TASK → Print each of the entries exactly, leaving nothing out.
::::::::
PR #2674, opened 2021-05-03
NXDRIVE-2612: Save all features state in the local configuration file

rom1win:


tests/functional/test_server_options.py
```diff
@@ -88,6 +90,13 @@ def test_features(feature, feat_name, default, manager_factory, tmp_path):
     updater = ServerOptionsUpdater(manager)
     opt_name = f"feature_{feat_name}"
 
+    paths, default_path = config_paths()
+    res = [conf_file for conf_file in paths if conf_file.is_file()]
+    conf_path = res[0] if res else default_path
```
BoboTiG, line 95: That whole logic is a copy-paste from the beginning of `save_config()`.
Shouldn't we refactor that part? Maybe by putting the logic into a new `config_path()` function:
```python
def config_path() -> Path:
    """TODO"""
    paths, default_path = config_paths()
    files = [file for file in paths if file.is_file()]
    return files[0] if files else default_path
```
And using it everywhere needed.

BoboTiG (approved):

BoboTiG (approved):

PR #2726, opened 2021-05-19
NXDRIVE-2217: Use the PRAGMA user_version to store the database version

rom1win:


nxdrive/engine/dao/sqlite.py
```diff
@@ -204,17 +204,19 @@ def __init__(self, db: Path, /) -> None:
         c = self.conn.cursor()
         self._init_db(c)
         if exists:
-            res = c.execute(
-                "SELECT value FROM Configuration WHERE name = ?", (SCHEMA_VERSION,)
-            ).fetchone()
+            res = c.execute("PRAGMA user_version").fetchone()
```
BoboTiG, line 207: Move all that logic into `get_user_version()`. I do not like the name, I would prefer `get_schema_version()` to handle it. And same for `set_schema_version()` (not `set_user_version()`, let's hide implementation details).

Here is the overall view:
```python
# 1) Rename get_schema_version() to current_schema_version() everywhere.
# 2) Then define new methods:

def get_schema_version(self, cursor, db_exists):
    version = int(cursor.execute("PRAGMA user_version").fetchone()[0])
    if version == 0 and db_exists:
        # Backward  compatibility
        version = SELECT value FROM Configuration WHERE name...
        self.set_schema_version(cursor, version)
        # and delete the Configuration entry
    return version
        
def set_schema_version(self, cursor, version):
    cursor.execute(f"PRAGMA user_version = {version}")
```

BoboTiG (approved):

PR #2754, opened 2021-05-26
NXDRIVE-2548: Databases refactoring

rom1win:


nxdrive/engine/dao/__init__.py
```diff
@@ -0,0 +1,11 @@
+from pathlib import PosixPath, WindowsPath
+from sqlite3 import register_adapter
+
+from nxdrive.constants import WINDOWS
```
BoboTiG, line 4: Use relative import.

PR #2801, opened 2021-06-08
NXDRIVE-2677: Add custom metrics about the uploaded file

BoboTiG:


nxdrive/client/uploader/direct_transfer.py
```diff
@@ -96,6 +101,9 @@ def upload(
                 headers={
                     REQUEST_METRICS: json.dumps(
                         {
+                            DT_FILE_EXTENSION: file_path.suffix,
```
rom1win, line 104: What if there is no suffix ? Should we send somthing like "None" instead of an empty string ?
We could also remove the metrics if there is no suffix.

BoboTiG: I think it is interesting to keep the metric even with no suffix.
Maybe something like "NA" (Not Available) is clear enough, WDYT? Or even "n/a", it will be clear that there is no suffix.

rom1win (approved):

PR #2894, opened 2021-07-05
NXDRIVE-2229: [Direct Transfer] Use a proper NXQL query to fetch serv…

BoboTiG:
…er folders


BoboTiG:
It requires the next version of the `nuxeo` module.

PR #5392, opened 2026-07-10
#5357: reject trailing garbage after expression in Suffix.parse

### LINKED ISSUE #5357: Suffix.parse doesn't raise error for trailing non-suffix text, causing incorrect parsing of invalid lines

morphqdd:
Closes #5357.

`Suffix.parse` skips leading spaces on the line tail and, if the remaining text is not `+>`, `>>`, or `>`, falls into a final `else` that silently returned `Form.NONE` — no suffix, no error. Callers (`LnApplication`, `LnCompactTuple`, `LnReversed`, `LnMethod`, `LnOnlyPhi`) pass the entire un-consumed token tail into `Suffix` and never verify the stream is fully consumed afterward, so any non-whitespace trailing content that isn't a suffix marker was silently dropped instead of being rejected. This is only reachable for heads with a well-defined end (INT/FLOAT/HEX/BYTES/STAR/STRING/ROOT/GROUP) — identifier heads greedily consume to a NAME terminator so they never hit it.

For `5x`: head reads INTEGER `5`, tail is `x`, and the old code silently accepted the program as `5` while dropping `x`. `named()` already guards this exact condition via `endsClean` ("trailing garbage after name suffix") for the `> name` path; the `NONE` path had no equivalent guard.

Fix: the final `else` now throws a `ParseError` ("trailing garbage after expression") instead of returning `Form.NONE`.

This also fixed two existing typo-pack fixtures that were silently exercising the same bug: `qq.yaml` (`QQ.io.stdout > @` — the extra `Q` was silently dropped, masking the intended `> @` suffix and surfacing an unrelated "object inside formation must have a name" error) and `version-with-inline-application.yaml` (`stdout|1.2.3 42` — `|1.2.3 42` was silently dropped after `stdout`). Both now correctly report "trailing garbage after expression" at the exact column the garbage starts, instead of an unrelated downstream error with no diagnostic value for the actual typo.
::::::::
SOLUTION BELOW →
PR #2674, opened 2021-05-03
NXDRIVE-2612: Save all features state in the local configuration file

rom1win:


tests/functional/test_server_options.py
```diff
@@ -88,6 +90,13 @@ def test_features(feature, feat_name, default, manager_factory, tmp_path):
     updater = ServerOptionsUpdater(manager)
     opt_name = f"feature_{feat_name}"
 
+    paths, default_path = config_paths()
+    res = [conf_file for conf_file in paths if conf_file.is_file()]
+    conf_path = res[0] if res else default_path
```
BoboTiG, line 95: That whole logic is a copy-paste from the beginning of `save_config()`.
Shouldn't we refactor that part? Maybe by putting the logic into a new `config_path()` function:
```python
def config_path() -> Path:
    """TODO"""
    paths, default_path = config_paths()
    files = [file for file in paths if file.is_file()]
    return files[0] if files else default_path
```
And using it everywhere needed.

BoboTiG (approved):

BoboTiG (approved):

PR #2726, opened 2021-05-19
NXDRIVE-2217: Use the PRAGMA user_version to store the database version

rom1win:


nxdrive/engine/dao/sqlite.py
```diff
@@ -204,17 +204,19 @@ def __init__(self, db: Path, /) -> None:
         c = self.conn.cursor()
         self._init_db(c)
         if exists:
-            res = c.execute(
-                "SELECT value FROM Configuration WHERE name = ?", (SCHEMA_VERSION,)
-            ).fetchone()
+            res = c.execute("PRAGMA user_version").fetchone()
```
BoboTiG, line 207: Move all that logic into `get_user_version()`. I do not like the name, I would prefer `get_schema_version()` to handle it. And same for `set_schema_version()` (not `set_user_version()`, let's hide implementation details).

Here is the overall view:
```python
# 1) Rename get_schema_version() to current_schema_version() everywhere.
# 2) Then define new methods:

def get_schema_version(self, cursor, db_exists):
    version = int(cursor.execute("PRAGMA user_version").fetchone()[0])
    if version == 0 and db_exists:
        # Backward  compatibility
        version = SELECT value FROM Configuration WHERE name...
        self.set_schema_version(cursor, version)
        # and delete the Configuration entry
    return version
        
def set_schema_version(self, cursor, version):
    cursor.execute(f"PRAGMA user_version = {version}")
```

BoboTiG (approved):

PR #2754, opened 2021-05-26
NXDRIVE-2548: Databases refactoring

rom1win:


nxdrive/engine/dao/__init__.py
```diff
@@ -0,0 +1,11 @@
+from pathlib import PosixPath, WindowsPath
+from sqlite3 import register_adapter
+
+from nxdrive.constants import WINDOWS
```
BoboTiG, line 4: Use relative import.

PR #2801, opened 2021-06-08
NXDRIVE-2677: Add custom metrics about the uploaded file

BoboTiG:


nxdrive/client/uploader/direct_transfer.py
```diff
@@ -96,6 +101,9 @@ def upload(
                 headers={
                     REQUEST_METRICS: json.dumps(
                         {
+                            DT_FILE_EXTENSION: file_path.suffix,
```
rom1win, line 104: What if there is no suffix ? Should we send somthing like "None" instead of an empty string ?
We could also remove the metrics if there is no suffix.

BoboTiG: I think it is interesting to keep the metric even with no suffix.
Maybe something like "NA" (Not Available) is clear enough, WDYT? Or even "n/a", it will be clear that there is no suffix.

rom1win (approved):

PR #2894, opened 2021-07-05
NXDRIVE-2229: [Direct Transfer] Use a proper NXQL query to fetch serv…

BoboTiG:
…er folders


BoboTiG:
It requires the next version of the `nuxeo` module.

PR #5392, opened 2026-07-10
#5357: reject trailing garbage after expression in Suffix.parse

### LINKED ISSUE #5357: Suffix.parse doesn't raise error for trailing non-suffix text, causing incorrect parsing of invalid lines

morphqdd:
Closes #5357.

`Suffix.parse` skips leading spaces on the line tail and, if the remaining text is not `+>`, `>>`, or `>`, falls into a final `else` that silently returned `Form.NONE` — no suffix, no error. Callers (`LnApplication`, `LnCompactTuple`, `LnReversed`, `LnMethod`, `LnOnlyPhi`) pass the entire un-consumed token tail into `Suffix` and never verify the stream is fully consumed afterward, so any non-whitespace trailing content that isn't a suffix marker was silently dropped instead of being rejected. This is only reachable for heads with a well-defined end (INT/FLOAT/HEX/BYTES/STAR/STRING/ROOT/GROUP) — identifier heads greedily consume to a NAME terminator so they never hit it.

For `5x`: head reads INTEGER `5`, tail is `x`, and the old code silently accepted the program as `5` while dropping `x`. `named()` already guards this exact condition via `endsClean` ("trailing garbage after name suffix") for the `> name` path; the `NONE` path had no equivalent guard.

Fix: the final `else` now throws a `ParseError` ("trailing garbage after expression") instead of returning `Form.NONE`.

This also fixed two existing typo-pack fixtures that were silently exercising the same bug: `qq.yaml` (`QQ.io.stdout > @` — the extra `Q` was silently dropped, masking the intended `> @` suffix and surfacing an unrelated "object inside formation must have a name" error) and `version-with-inline-application.yaml` (`stdout|1.2.3 42` — `|1.2.3 42` was silently dropped after `stdout`). Both now correctly report "trailing garbage after expression" at the exact column the garbage starts, instead of an unrelated downstream error with no diagnostic value for the actual typo.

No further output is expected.